┌─ Given data

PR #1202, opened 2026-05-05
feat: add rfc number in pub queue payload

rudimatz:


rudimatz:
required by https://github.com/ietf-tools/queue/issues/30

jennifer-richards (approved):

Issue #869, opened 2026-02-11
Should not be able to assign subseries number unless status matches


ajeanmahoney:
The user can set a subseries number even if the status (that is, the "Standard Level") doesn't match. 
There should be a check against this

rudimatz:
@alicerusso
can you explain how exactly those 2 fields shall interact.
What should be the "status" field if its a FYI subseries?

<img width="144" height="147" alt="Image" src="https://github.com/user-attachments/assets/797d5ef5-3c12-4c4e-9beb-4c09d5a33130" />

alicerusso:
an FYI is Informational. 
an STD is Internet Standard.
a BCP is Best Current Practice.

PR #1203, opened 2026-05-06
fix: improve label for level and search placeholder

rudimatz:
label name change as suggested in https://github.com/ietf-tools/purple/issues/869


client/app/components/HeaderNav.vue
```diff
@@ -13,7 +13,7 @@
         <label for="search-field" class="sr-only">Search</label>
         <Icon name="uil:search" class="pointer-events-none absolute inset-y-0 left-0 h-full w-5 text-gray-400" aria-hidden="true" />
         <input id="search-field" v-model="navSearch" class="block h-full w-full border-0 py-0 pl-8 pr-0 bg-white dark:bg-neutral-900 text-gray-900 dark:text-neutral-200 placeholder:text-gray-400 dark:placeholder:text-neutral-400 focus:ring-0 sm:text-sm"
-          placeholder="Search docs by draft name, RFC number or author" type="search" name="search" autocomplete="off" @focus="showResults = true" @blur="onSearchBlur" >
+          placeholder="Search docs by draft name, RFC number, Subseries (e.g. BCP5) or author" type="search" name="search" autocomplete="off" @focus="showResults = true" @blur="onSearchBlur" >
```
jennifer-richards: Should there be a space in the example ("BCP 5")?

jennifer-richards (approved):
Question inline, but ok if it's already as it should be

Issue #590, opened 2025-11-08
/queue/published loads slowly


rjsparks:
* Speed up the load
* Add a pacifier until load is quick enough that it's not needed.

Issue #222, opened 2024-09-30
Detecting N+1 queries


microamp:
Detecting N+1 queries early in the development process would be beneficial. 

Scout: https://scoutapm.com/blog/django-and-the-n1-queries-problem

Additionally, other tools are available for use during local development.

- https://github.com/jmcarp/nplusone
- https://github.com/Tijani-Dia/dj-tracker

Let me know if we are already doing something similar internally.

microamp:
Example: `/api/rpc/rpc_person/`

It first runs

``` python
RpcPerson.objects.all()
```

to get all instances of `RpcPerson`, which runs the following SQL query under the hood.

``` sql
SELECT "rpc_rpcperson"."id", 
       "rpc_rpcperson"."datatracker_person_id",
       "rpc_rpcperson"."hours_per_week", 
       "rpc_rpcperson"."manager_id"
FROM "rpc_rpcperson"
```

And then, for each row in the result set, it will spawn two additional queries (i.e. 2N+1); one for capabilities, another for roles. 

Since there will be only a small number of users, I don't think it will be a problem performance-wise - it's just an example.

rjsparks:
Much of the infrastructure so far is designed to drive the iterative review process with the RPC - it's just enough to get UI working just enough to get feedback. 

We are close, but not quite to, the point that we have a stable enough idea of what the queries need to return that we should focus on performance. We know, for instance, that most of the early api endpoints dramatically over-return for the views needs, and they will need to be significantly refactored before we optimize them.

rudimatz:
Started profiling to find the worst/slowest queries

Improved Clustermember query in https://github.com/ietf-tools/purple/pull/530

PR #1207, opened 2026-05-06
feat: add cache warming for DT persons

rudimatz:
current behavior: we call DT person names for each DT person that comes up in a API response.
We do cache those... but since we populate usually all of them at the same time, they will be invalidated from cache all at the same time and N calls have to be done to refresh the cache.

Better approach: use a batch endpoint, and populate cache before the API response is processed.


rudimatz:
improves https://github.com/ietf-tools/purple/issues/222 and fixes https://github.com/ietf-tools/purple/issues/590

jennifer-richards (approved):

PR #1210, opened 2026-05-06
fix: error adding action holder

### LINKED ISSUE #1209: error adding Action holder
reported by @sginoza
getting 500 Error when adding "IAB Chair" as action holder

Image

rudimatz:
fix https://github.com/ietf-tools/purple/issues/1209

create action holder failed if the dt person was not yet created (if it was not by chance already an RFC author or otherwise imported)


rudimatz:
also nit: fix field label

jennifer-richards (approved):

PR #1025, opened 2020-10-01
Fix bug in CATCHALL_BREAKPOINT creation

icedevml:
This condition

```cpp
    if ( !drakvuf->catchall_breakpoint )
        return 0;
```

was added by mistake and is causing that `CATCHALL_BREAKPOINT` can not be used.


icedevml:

└─
┌─ Given data

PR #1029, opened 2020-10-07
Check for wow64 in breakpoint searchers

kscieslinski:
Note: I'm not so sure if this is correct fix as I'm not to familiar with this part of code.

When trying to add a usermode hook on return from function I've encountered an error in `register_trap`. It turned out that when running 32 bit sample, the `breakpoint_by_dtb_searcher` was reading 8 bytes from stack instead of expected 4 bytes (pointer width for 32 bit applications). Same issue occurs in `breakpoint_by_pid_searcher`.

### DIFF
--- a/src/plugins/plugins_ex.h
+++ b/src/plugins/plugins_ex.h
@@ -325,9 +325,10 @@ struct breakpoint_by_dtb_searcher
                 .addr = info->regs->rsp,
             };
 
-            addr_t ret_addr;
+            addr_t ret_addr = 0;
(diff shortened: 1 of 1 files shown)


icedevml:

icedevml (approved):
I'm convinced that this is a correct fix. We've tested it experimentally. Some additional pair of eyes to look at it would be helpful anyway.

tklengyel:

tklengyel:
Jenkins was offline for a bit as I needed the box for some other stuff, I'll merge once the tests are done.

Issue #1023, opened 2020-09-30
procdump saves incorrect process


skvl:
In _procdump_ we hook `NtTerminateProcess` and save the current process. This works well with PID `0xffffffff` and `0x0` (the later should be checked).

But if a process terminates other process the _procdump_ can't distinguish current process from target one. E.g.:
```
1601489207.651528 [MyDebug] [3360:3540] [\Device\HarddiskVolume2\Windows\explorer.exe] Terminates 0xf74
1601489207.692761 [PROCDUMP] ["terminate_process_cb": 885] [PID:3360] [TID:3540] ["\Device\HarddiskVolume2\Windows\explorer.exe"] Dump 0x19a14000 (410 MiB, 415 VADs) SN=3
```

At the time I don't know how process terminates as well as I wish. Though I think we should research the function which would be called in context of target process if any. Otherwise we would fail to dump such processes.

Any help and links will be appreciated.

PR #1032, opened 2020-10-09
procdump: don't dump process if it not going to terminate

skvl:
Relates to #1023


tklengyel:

└─

→ What you are asked to do
Show every line in the entries where the string "status" occurs.

→ Result
Should not be able to assign subseries number unless status matches
The user can set a subseries number even if the status (that is, the "Standard Level") doesn't match. 
What should be the "status" field if its a FYI subseries?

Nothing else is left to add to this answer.